Их единственный сын попал в плен, был в немецком лагере, вернулся и был арестован. Потом его отпустили, но он уже был смертельно болен. Почему-то у меня осталось воспоминание, что он похоронен на Шуваловском, возле моей матери. Но я не видела там такой могилы. Да и вряд ли: на Шуваловском с довоенных времен не хоронят.
В первое лето мне полагалась половина отпуска - за полгода преподавания. Я вышла на работу в августе: шли консультации для поступающих. Муж был на военных сборах. Маруся устроилась на фабрику и ушла в общежитие. Мы обменяли квартиру и жили теперь в центре, на Желябова. Я боялась оставлять детей одних, потому что по квартире бегали крысы. Ночью я складывала детей в свою постель и выстраивала баррикаду из стульев. На работу я шествовала через весь Невский с коляской.
Нам подарили отличную белую коляску, почти новую, но дети не умещались в ней. Муж взял большой фанерный ящик, выкрасил голубой краской и поставил на колеса от белой коляски. Теперь им было свободно.
Я понимала, что наша коляска выглядит смешно. Но однажды мне встретился Рубашкин - самый язвительный парень из всего нашего факультета. Я замерла. Он спокойно поздоровался, взял ручку коляски и провез ее через весь Невский. Я решила, что коляска, значит, выглядит прилично. Через неделю другой знакомый, узнав, что у меня близнецы, воскликнул:
- А по Желябова каких-то близнецов возят в ящике из-под мороженого!
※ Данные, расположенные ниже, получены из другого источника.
Issue #5121, opened 2018-06-25
Display all warnings with -W (warningiserror)


blueyed:
Currently using `-W` will stop on the first warning, but that makes it harder to interate over existing warnings, since you only get the first one.

This appears to happen via the `WarningIsErrorFilter` currently, which raises `SphinxWarning`.

I think using `-W` should display all warnings (i.e. keep on processing), but then cause a non-zero exit status only (and e.g. forcing a fresh build the next time, like it appears to happen for exceptions currently in general).

tk0miya:
Thank you for proposal. But that is already posted as #4614.
So I'm closing this because of dup.

PR #5122, opened 2018-06-25
BuildDoc: add and pass through nitpicky option

blueyed:
This allows for using e.g. `tox -e docs -- -n` with Sphinx's own
`build_sphinx` distutils command.

Related: #5121 (since Sphinx uses `build_sphinx.warning-is-error = 1` in `setup.cfg` and therefore it will stop at the first warning)

### DIFF
--- a/sphinx/setup_command.py
+++ b/sphinx/setup_command.py
@@ -87,9 +87,10 @@ class BuildDoc(Command):
         ('link-index', 'i', 'Link index.html to the master doc'),
         ('copyright', None, 'The copyright string'),
         ('pdb', None, 'Start pdb on exception'),
+        ('nitpicky', 'n', 'nit-picky mode, warn about all missing references'),
     ]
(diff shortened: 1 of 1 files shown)


sphinx/setup_command.py
```diff
@@ -174,6 +176,8 @@ def run(self):
             confoverrides['today'] = self.today
         if self.copyright:
             confoverrides['copyright'] = self.copyright
+        if self.nitpicky:
+            confoverrides['nitpicky'] = self.nitpicky
```
tk0miya, line 180: It seems mypy warns for this line.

Рубашкину я не забыла путешествия с моим ящиком и того, что он удержался от насмешек. Это было очень важно.
Работы, к счастью, было немного: часа три консультаций в день. Мы выезжали за час до начала - с пеленками, ползунками, бутылочками, погремушками. Детям надоедало сидеть, они вставали в коляске, их головы в чепчиках свешивались по обе стороны голубого ящика. Я боялась, что они вывалятся, усаживала. Они снова вставали и свешивались. Сыну нравилось, как вертится колесо, он пытался достать его рукой. Им было девять месяцев.
Однажды нарядная немолодая дама на Невском указала на меня своему спутнику:
- Вот, полюбуйся. Государство их учит - видишь, у нее университетский значок. И ведь носит! А для чего ее учили? Чтобы прогуливалась с колясочкой? Народят детей и рады... Нет того, чтобы отработать...
Я носила университетский значок, чтобы ученики чужих классов знали, что я учительница. Иначе они хлопали по плечу или принимались ухаживать.
Когда мы приезжали в школу, Карл Иванович выходил из кабинета и помогал мне втащить коляску. Я сажала детей в кожаные кресла в его кабинете и уходила на консультацию. Он переодевал их и кормил из бутылочек, если я задерживалась; иногда покупал им печенье. Это не мешало ему орать на меня во весь голос, когда я приезжала без детей.
Его жена не выходила из кабинета химии, пока дети были в школе. У нее там была целая лаборатория, и она колдовала над колбами и пробирками, никогда не улыбаясь. На педсоветах она молчала и в учительской не показывалась. Поздно вечером они вдвоем, последние, уходили из школы. Он сам запирал дверь, брал жену под руку, и они шли домой пешком.
Завуч Иван Федорович был очень маленького роста ярославский мужичок. Говорил он быстро и невнятно, а больше сидел в учительской молча, за своим персональным столом, погрузившись в бумаги. Бумаг было много: учителя болели, расписание менялось, ученики прогуливали и писали объяснительные записки. На переменах перед столом Ивана Федоровича выстраивалось два хвоста: в одном стояли жаждущие отпроситься с уроков, в другом - вызванные для объяснений.